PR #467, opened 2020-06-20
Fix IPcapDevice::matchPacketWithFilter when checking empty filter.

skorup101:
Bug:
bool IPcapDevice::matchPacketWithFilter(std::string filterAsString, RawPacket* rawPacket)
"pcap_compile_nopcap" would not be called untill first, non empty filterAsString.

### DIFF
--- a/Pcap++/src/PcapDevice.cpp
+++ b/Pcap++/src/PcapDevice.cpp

....

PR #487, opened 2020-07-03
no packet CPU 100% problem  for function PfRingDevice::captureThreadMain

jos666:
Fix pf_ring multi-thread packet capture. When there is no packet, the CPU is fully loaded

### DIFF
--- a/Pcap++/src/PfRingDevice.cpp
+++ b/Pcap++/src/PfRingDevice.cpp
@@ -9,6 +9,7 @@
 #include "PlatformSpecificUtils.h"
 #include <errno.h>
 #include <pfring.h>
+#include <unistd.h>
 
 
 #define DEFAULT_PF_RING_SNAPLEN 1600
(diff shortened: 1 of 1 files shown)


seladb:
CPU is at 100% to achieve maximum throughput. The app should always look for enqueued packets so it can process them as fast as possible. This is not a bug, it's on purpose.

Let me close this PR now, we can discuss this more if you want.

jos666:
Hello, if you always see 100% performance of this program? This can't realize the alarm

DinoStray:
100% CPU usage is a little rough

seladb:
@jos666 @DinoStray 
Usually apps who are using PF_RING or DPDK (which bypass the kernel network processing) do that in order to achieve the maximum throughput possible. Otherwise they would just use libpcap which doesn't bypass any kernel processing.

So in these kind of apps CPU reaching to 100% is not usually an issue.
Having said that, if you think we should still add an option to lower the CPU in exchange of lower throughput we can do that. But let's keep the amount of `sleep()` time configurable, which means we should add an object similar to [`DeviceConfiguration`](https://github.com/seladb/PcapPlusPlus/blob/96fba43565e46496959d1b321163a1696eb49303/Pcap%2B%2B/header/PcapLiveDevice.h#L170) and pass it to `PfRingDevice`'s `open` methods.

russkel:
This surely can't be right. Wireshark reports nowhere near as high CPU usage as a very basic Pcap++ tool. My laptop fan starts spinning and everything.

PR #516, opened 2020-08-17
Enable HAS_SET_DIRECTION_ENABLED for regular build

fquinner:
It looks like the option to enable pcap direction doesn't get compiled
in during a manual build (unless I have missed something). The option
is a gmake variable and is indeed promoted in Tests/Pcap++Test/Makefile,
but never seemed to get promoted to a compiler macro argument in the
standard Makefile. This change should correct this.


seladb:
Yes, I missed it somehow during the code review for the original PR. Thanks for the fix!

....

PROBLEM TO WORK ON ->
Copy only this part of the entries above: the line with "Fix pf_ring multi-thread", the line with "#define DEFAULT_PF_RING_SNAPLEN 1600", and the lines between, all exactly as written.

FINISHED TASK ->
Fix pf_ring multi-thread packet capture. When there is no packet, the CPU is fully loaded

### DIFF
--- a/Pcap++/src/PfRingDevice.cpp
+++ b/Pcap++/src/PfRingDevice.cpp
@@ -9,6 +9,7 @@
 #include "PlatformSpecificUtils.h"
 #include <errno.h>
 #include <pfring.h>
+#include <unistd.h>
 
 
 #define DEFAULT_PF_RING_SNAPLEN 1600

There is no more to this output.